Saludos a todos... quisiera saber si alguien me puede ayudar con el uso del software PCIM que es un SCADA para automatizacion... resulta que mi principal problema es realizar los scripts de control para poder darle ordenes al PCIM.. tengo que simular un sistema de paletizado pero esa parte de control que tengo entendido lo hacen los scripts, no tengo idea de como hacerlos.....

Si alguien me puede ayudar se lo agradeceria muchisimo...

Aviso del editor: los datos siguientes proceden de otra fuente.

PR #1242, opened 2025-02-24
[k2] do not set matches in regex functions unless it's necessary

apolyakov:
This pull request enhances the handling of the `matches` parameter by making it a `Optional`. This change improves the flexibility and safety of the code by explicitly representing the presence or absence of a `matches` parameter to fill.

Key changes:

- The matches variable is now a `Optional`, allowing it to explicitly indicate whether a match is present.
- The use of RegexInstanceState has been eliminated. Previously, it was used to default-initialize certain parameters with lvalue references. This refactoring enhances the overall performance of regex functions since the call to `RegexInstanceState::get()` leads to accessing a thread-local variable inside k2 platform.

### DIFF
--- a/runtime-light/stdlib/string/regex-functions.cpp
+++ b/runtime-light/stdlib/string/regex-functions.cpp
@@ -511,8 +511,8 @@ Optional<int64_t> f$preg_match(const string &pattern, const string &subject, Opt
   std::optional<std::reference_wrapper<mixed>> matches{};
   if (opt_matches.has_value()) {
     php_assert(std::holds_alternative<std::reference_wrapper<mixed>>(opt_matches.val()));
-    auto inner_ref{std::get<std::reference_wrapper<mixed>>(opt_matches.val())};
-    inner_ref.get() = array<mixed>{};
+    auto &inner_ref{std::get<std::reference_wrapper<mixed>>(opt_matches.val()).get()};
+    inner_ref = array<mixed>{};
     matches.emplace(inner_ref);
   }
   set_matches(regex_info, flags, matches, trailing_unmatch::skip);
--- a/runtime-light/stdlib/string/regex-functions.cpp
+++ b/runtime-light/stdlib/string/regex-functions.cpp
@@ -16,6 +16,7 @@
 #include <optional>
 #include <string_view>
 #include <type_traits>
+#include <variant>
 
 #include "common/containers/final_action.h"
 #include "runtime-common/core/allocator/script-allocator.h"
@@ -493,8 +494,8 @@ bool replace_regex(RegexInfo &regex_info, uint64_t limit) noexcept {
 
 } // namespace
 
-Optional<int64_t> f$preg_match(const string &pattern, const string &subject, mixed &matches, int64_t flags, int64_t offset) noexcept {
-  matches = array<mixed>{};
+Optional<int64_t> f$preg_match(const string &pattern, const string &subject, Optional<std::variant<std::monostate, std::reference_wrapper<mixed>>> opt_matches,
+                               int64_t flags, int64_t offset) noexcept {
   RegexInfo regex_info{{pattern.c_str(), pattern.size()}, {subject.c_str(), subject.size()}, {}};
 
   bool success{valid_regex_flags(flags, kphp::regex::PREG_NO_FLAGS, kphp::regex::PREG_OFFSET_CAPTURE, kphp::regex::PREG_UNMATCHED_AS_NULL)};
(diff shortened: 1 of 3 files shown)


runtime-light/stdlib/string/regex-functions.cpp
```diff
@@ -320,17 +322,24 @@ bool match_regex(RegexInfo &regex_info, size_t offset) noexcept {
...
   // get the ouput vector from the match data
   const auto *ovector{pcre2_get_ovector_pointer_8(regex_state.regex_pcre2_match_data.get())};
+  const auto end_offset{ovector[1]};
+  // early return in case we don't need to actually set matches
+  if (!opt_matches.has_value()) {
+    return end_offset;
+  }
+
+  const auto offset_capture{static_cast<bool>(flags & kphp::regex::PREG_OFFSET_CAPTURE)};
+  const auto unmatched_as_null{static_cast<bool>(flags & kphp::regex::PREG_UNMATCHED_AS_NULL)};
```
mkornaukhov03, line 342: Why cast to `bool` and not explicit comparison to 0?

runtime-light/stdlib/string/regex-functions.cpp
```diff
@@ -374,22 +383,28 @@ PCRE2_SIZE set_matches(const RegexInfo &regex_info, int64_t flags, mixed &matche
...
+PCRE2_SIZE set_all_matches(const RegexInfo &regex_info, int64_t flags, std::optional<std::reference_wrapper<mixed>> opt_all_matches) noexcept {
   const auto pattern_order{!static_cast<bool>(flags & kphp::regex::PREG_SET_ORDER)};
 
+  // early return in case we don't actually need to set matches
+  if (!opt_all_matches.has_value()) {
+    return set_matches(regex_info, flags, std::nullopt, pattern_order ? trailing_unmatch::include : trailing_unmatch::skip);
+  }
+
   mixed matches;
   PCRE2_SIZE offset{set_matches(regex_info, flags, matches, pattern_order ? trailing_unmatch::include : trailing_unmatch::skip)};
```
mkornaukhov03, line 402:
```C++
PCRE2_SIZE offset{set_matches(regex_info, flags, matches, pattern_order ? trailing_unmatch::include : trailing_unmatch::skip)};
if (!opt_all_matches.has_value()) { return offset; }
mixed matches;
...
```

runtime-light/stdlib/string/regex-functions.cpp
```diff
@@ -543,8 +574,17 @@ Optional<int64_t> f$preg_match_all(const string &pattern, const string &subject,
   return entire_match_count;
 }
 
-Optional<string> f$preg_replace(const string &pattern, const string &replacement, const string &subject, int64_t limit, int64_t &count) noexcept {
-  count = 0;
+Optional<string> f$preg_replace(const string &pattern, const string &replacement, const string &subject, int64_t limit,
+                                Optional<std::variant<std::monostate, std::reference_wrapper<int64_t>>> opt_count) noexcept {
```
mkornaukhov03, line 578: NIT: alias for `Optional<std::variant<std::monostate, std::reference_wrapper<T>>>`. It looks awfully large

runtime-light/stdlib/string/regex-functions.cpp
```diff
@@ -604,8 +653,17 @@ Optional<string> f$preg_replace(const mixed &pattern, const string &replacement,
...
 
-Optional<string> f$preg_replace(const mixed &pattern, const mixed &replacement, const string &subject, int64_t limit, int64_t &count) noexcept {
-  count = 0;
+Optional<string> f$preg_replace(const mixed &pattern, const mixed &replacement, const string &subject, int64_t limit,
+                                Optional<std::variant<std::monostate, std::reference_wrapper<int64_t>>> opt_count) noexcept {
+  int64_t count{};
+  vk::final_action count_finalizer{[&count, &opt_count]() noexcept {
+    if (opt_count.has_value()) {
+      php_assert(std::holds_alternative<std::reference_wrapper<int64_t>>(opt_count.val()));
+      auto &inner_ref{std::get<std::reference_wrapper<int64_t>>(opt_count.val()).get()};
```
mkornaukhov03, line 662: NIT: And better syntax for `holds_alternative` and `get`?

mkornaukhov03 (changes requested):

runtime-light/stdlib/string/regex-functions.cpp
apolyakov: It'd break the semantics of the function

runtime-light/stdlib/string/regex-functions.cpp
apolyakov: Yeah, it looks awful. But I think we should not have an alias for that. Having such alias would hide the complexity of this type, e.g. the variant semantics under the hood. Ideally, I'd create a wrapper type with its own API since such a pattern is gonna be used many time across runtime. But let's have it as a separate task

runtime-light/stdlib/string/regex-functions.cpp
apolyakov: I didn't understand your comment. Can you explain it a bit?

runtime-light/stdlib/string/regex-functions.cpp
mkornaukhov03: I don't see, give an example

runtime-light/stdlib/string/regex-functions.cpp
mkornaukhov03: Referring to the previous conversation about type alias or wrapper

mkornaukhov03 (approved):
OK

De antemano muchas gracias....


----------



## itvboy (Jul 31, 2008)

Saludos, yo utilizo hace 4 anios Wonderware Intouch, no les recomiendo wonderware por precio, pero me parece excelente pare proyectos grandes, para pequenias automatizaciones mejor utilizen alguno economico o de plano programenlo ustedes, no es tan dificil en delphi o visual basic. Una vez implemente un proyecto grande donde el HMI lo hice con delphi. Saludos.


----------



## martin (Ago 15, 2008)

Como les va. Mi primera visita al foro. Mi es consulta sobre scada. Tengo que comunicarme con una maquina para visualizar datos. El tablero electrico tiene plc siemens o abb. Necesito un scada que me permita conexion local y remota. Son pocas variables y solo para visualizacion. Que scada me recomiendan? El medio de comunicacion es indistinto, por modbus, modem telefonico, ethernet... Mi primera alternativa es comunicarme con empresas proveedoras de estos sistemas, y que me den un scada andando y con posibilidad de que yo pueda luego modificar las aplicaciones y agregar o quitar variables. He visto en internet que PCIM es bastante usado. 

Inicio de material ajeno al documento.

PR #1243, opened 2025-02-27
[k2] implement array_reduce

apolyakov:
This PR:

- add `array_reduce` implementation for K2 runtime
- refined the way return types are declared for implicit lambdas used in asynchronous built-in callbacks


mkornaukhov03 (approved):
OK

PR #1607, opened 2026-04-10
[k2] implement random_int

apolyakov:


Shamzik (dismissed):
What about adding some tests?

apolyakov:
> What about adding some tests?

There's already `dl/386_random_int.php`

Shamzik:
> > What about adding some tests?
> 
> There's already `dl/386_random_int.php`

Can we remove the "php8" tag?

Shamzik (dismissed):
Love it!

Shamzik (approved):

PR #1612, opened 2026-04-21
[k2] fix reference counter function overloads

astrophysik:


runtime-light/core/reference-counter/reference-counter-functions.h
```diff
@@ -7,11 +7,23 @@
 #include <utility>
 
 #include "common/php-functions.h"
+#include "runtime-common/core/core-types/decl/optional.h"
```
apolyakov: Redundant include here. `Optional` is included from `runtime-core.h`

apolyakov (approved):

Agradeceria cualquier sugerencia que puedan hacerme

Muchas gracias!


Martin


----------



## gladysvelarde (Sep 22, 2008)

Hola mi nombres es Gladys Velarde, necesito ayuda con el programa RSView32, tengo que realizar un interfase, alguien me puede ayudar, con manuales, o con dudas que tenga, alguien sabe manejar este programa?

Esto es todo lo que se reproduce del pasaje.